What is needed -
Search the material below for the word "options". Copy every line that has it.

- - - - -

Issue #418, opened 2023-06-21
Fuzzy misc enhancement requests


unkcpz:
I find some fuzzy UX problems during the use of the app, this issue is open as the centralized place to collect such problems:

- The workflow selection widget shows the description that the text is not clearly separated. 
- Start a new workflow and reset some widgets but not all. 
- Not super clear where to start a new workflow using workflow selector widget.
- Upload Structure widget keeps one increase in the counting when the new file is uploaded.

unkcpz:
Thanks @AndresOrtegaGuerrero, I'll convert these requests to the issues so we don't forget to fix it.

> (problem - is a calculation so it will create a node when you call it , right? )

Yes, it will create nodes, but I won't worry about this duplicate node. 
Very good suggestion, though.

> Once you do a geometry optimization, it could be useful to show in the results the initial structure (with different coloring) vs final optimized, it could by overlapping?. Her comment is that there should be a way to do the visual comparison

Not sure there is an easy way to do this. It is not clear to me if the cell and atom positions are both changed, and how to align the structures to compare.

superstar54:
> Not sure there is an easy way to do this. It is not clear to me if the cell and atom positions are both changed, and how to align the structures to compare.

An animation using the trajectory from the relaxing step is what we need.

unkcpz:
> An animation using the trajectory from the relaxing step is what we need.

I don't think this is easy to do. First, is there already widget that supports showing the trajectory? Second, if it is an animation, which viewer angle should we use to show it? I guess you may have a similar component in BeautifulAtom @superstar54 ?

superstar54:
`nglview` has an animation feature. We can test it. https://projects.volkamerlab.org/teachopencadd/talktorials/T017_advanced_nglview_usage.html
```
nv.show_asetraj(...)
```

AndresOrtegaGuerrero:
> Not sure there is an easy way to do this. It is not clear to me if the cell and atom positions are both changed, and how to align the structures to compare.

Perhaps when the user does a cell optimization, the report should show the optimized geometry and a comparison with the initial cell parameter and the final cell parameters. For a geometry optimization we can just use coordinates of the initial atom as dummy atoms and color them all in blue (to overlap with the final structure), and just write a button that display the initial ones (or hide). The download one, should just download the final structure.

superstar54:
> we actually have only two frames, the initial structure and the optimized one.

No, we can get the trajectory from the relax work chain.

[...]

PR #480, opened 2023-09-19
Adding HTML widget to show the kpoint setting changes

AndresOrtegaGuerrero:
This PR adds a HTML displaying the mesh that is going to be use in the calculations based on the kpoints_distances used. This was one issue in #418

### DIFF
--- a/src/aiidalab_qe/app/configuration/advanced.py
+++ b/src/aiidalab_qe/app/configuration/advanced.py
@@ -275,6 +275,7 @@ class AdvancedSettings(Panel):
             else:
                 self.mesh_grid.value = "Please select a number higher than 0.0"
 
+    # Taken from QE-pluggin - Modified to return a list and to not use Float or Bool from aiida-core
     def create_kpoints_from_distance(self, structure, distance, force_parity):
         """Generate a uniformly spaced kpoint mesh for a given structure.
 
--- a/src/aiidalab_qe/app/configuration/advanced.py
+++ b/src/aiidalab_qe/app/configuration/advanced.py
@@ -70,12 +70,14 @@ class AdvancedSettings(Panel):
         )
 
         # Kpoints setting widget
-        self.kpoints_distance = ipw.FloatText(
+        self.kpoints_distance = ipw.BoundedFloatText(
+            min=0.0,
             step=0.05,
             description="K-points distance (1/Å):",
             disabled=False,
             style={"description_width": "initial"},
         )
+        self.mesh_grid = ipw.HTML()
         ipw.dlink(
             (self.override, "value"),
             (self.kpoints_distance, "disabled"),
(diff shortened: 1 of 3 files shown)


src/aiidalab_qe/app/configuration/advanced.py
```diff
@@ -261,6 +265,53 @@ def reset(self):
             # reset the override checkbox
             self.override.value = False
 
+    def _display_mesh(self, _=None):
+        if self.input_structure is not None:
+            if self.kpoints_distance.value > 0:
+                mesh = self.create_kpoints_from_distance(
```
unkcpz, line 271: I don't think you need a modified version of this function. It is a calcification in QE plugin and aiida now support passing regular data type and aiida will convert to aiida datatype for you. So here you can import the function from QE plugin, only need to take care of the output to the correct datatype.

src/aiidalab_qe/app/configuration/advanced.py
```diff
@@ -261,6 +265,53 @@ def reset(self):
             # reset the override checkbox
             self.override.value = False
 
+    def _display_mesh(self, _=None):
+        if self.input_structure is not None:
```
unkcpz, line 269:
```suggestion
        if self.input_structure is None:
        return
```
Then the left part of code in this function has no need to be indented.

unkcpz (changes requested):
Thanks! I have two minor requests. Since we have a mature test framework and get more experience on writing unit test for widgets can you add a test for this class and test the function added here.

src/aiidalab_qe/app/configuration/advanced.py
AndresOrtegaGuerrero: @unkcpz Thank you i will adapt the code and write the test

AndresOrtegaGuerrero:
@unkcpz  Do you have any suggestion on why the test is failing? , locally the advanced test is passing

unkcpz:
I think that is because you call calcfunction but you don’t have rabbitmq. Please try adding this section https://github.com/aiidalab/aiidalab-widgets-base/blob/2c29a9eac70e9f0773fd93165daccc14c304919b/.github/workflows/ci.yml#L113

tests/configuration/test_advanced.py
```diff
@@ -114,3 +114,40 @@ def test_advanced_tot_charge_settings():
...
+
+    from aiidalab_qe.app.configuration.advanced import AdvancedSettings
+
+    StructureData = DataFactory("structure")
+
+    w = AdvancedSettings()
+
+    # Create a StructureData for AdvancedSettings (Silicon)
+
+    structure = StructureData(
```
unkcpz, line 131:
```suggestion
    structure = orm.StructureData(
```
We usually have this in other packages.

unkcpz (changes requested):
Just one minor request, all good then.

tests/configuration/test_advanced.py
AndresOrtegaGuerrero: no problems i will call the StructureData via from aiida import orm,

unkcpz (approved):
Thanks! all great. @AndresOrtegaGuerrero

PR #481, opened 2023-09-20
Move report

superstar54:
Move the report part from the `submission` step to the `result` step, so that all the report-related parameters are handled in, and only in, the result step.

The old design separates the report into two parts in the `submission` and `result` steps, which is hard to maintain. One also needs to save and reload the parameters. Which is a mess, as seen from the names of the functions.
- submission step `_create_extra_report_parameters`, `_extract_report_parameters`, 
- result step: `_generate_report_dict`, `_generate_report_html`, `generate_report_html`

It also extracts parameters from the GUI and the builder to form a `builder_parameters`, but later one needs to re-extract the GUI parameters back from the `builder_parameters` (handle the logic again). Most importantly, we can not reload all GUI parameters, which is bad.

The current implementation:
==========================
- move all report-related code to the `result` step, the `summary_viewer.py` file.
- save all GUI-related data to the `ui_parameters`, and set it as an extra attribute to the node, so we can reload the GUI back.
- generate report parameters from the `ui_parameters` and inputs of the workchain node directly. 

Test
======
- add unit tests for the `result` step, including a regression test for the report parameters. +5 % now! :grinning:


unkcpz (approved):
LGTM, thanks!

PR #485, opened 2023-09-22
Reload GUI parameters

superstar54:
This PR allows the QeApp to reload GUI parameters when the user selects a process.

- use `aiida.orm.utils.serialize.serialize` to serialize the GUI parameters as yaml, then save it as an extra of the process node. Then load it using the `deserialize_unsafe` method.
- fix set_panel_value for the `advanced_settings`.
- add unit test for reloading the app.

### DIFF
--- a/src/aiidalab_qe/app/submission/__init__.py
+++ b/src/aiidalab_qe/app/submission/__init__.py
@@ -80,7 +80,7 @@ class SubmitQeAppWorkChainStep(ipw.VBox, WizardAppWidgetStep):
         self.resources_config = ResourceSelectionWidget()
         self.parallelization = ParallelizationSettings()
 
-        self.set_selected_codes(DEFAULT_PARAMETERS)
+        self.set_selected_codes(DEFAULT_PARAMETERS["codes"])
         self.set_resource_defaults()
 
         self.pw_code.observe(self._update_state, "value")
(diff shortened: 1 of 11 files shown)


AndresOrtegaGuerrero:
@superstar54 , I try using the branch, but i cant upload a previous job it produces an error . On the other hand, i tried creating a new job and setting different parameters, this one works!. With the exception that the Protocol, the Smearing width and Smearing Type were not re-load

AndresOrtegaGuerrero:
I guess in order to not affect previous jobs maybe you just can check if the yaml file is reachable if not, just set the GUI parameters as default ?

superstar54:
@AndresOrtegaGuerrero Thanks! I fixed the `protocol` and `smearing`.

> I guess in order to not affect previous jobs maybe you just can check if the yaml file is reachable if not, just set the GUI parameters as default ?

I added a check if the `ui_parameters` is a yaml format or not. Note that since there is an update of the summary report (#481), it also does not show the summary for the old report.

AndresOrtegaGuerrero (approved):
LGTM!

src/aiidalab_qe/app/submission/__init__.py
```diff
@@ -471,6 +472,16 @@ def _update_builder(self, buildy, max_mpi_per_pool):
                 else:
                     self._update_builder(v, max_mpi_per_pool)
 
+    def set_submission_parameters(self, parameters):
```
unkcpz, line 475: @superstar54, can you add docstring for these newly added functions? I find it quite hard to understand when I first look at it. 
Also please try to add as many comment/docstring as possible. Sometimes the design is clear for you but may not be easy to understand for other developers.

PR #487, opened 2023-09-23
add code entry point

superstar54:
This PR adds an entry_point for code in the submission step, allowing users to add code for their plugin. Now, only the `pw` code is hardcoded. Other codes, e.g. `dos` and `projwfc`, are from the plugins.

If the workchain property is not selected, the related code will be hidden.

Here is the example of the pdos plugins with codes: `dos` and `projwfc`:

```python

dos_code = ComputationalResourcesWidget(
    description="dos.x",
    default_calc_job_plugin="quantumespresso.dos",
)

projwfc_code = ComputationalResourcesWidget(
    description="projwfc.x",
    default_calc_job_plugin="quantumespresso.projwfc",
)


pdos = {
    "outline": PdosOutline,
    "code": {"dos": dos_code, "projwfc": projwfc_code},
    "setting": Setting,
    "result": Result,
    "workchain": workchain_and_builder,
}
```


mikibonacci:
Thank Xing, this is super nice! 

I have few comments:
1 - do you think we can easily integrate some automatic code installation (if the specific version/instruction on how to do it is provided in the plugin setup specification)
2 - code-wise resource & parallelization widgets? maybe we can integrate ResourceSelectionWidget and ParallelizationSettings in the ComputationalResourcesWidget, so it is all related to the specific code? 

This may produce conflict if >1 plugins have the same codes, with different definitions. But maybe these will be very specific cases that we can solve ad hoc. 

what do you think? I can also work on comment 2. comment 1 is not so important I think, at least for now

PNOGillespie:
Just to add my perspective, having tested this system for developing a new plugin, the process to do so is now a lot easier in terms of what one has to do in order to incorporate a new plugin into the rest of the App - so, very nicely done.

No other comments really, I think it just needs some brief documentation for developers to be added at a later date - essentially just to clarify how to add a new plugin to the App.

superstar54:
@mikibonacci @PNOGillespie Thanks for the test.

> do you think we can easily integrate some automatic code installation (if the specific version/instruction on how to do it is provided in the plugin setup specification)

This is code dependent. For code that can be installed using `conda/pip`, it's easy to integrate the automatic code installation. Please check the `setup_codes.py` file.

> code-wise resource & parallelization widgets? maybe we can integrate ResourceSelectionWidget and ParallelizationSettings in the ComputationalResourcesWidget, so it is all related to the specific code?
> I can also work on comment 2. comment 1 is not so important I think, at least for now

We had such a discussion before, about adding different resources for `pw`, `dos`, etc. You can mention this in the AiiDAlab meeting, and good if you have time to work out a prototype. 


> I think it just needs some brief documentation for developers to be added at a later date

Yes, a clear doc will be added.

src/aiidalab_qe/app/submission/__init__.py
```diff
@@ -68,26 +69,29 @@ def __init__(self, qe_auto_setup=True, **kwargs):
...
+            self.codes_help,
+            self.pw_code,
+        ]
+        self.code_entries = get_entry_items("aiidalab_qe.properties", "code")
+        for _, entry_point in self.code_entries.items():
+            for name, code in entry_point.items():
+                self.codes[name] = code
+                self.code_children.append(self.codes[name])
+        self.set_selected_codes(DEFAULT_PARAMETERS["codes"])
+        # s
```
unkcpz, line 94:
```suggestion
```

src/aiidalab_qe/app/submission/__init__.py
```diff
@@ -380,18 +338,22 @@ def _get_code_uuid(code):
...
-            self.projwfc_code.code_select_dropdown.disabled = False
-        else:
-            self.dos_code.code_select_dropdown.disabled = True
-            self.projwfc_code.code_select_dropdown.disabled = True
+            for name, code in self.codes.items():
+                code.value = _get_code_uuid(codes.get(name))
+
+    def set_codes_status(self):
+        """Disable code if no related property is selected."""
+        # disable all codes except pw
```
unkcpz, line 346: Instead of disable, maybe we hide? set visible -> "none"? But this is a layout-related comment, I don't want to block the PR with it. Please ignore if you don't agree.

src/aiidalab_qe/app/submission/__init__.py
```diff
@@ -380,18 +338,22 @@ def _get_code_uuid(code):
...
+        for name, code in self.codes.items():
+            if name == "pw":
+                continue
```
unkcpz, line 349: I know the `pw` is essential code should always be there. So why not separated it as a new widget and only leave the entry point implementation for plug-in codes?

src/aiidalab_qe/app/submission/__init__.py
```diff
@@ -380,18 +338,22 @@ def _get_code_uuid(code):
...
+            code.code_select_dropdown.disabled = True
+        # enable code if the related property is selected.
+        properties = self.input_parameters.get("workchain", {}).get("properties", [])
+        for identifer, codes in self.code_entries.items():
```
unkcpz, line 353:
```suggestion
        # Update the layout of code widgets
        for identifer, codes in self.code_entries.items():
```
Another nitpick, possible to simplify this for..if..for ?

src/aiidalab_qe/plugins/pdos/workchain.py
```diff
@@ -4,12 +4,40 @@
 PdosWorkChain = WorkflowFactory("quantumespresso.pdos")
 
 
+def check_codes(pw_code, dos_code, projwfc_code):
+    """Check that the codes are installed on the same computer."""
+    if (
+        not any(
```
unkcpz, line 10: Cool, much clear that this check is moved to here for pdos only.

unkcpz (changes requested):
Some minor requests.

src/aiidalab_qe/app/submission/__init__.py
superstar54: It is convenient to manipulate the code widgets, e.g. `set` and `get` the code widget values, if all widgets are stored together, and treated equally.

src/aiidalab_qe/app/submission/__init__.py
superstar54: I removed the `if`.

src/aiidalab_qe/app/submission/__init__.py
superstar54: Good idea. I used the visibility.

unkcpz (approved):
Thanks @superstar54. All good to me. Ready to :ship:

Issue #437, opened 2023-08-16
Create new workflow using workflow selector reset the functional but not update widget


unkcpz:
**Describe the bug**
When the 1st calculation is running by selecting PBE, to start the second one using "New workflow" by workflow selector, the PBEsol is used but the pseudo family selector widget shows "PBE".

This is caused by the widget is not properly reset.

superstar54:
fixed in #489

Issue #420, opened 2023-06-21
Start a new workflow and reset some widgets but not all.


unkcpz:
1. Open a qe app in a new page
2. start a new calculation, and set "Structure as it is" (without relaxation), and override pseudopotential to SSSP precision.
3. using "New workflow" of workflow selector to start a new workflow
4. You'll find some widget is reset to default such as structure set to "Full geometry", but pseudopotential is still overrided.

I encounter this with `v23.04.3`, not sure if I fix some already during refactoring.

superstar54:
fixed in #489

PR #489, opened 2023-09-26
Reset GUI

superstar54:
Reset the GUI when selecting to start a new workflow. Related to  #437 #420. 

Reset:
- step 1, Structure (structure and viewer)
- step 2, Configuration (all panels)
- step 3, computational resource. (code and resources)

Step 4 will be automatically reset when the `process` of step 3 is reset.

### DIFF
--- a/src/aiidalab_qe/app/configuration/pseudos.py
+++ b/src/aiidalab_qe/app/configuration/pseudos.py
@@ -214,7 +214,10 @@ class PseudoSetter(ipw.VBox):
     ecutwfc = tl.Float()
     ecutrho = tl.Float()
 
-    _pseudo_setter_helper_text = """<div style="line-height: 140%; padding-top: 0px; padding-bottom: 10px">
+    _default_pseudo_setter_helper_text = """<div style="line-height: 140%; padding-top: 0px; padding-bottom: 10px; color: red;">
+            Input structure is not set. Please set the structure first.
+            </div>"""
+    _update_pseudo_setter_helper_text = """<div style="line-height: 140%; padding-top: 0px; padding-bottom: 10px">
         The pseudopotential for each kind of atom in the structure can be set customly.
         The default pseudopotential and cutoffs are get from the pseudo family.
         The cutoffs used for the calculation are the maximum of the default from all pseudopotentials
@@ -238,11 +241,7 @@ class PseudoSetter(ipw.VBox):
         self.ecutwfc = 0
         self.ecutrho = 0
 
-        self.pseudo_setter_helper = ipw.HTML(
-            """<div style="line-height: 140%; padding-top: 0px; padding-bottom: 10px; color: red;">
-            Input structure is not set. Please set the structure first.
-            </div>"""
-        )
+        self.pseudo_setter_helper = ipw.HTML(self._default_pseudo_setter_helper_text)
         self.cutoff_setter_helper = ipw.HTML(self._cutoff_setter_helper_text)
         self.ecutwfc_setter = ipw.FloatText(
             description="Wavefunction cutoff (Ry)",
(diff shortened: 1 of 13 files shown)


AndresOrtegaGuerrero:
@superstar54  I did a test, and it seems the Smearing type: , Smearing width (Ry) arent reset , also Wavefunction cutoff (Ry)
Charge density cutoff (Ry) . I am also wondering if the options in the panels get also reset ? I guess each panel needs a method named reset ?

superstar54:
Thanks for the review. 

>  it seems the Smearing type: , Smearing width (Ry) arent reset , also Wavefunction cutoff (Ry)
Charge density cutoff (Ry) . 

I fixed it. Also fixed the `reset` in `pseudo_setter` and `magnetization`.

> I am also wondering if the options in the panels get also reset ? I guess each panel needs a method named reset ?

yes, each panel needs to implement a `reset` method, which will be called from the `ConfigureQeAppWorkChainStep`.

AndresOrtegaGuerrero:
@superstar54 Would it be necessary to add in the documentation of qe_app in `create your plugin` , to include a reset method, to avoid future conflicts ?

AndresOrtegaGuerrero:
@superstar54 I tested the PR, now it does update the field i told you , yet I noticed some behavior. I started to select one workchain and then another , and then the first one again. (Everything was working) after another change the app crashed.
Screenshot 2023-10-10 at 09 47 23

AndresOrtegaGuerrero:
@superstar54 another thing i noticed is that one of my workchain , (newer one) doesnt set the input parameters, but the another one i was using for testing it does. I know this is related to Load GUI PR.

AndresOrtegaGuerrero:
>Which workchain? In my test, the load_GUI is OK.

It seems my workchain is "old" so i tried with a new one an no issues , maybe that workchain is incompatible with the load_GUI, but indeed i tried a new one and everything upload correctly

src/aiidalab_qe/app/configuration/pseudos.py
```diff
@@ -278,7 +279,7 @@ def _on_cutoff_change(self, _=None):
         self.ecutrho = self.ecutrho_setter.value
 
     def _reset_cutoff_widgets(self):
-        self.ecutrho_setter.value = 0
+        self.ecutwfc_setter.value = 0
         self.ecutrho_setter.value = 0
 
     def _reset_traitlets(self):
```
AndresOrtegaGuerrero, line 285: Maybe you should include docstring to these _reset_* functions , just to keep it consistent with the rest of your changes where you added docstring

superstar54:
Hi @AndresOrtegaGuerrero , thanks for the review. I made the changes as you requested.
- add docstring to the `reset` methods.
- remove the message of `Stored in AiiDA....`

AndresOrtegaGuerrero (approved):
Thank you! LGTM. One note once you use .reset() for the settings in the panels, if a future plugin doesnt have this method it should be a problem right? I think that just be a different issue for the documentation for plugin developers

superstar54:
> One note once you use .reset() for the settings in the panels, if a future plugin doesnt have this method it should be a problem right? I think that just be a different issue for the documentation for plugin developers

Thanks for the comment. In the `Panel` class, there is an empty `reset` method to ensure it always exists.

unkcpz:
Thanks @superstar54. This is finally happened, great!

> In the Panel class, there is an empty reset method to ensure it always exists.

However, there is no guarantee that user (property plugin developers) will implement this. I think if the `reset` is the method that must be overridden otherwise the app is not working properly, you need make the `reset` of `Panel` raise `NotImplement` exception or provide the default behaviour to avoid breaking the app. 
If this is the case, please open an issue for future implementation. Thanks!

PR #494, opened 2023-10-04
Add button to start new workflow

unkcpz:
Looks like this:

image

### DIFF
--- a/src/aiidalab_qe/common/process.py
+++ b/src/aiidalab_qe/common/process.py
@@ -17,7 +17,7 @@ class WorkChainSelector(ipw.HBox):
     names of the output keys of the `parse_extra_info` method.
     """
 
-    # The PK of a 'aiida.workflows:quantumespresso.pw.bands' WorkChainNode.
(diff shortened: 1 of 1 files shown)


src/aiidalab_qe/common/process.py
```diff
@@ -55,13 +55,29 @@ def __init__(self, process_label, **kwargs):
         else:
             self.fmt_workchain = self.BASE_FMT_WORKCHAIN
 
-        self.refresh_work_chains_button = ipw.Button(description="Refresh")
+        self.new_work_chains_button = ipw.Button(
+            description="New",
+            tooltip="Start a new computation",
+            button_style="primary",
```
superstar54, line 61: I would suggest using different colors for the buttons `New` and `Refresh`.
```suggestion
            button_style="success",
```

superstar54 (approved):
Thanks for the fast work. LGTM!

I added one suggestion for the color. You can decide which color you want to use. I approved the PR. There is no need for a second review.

- - - - -

Your solution -
Charge density cutoff (Ry) . I am also wondering if the options in the panels get also reset ? I guess each panel needs a method named reset ?
> I am also wondering if the options in the panels get also reset ? I guess each panel needs a method named reset ?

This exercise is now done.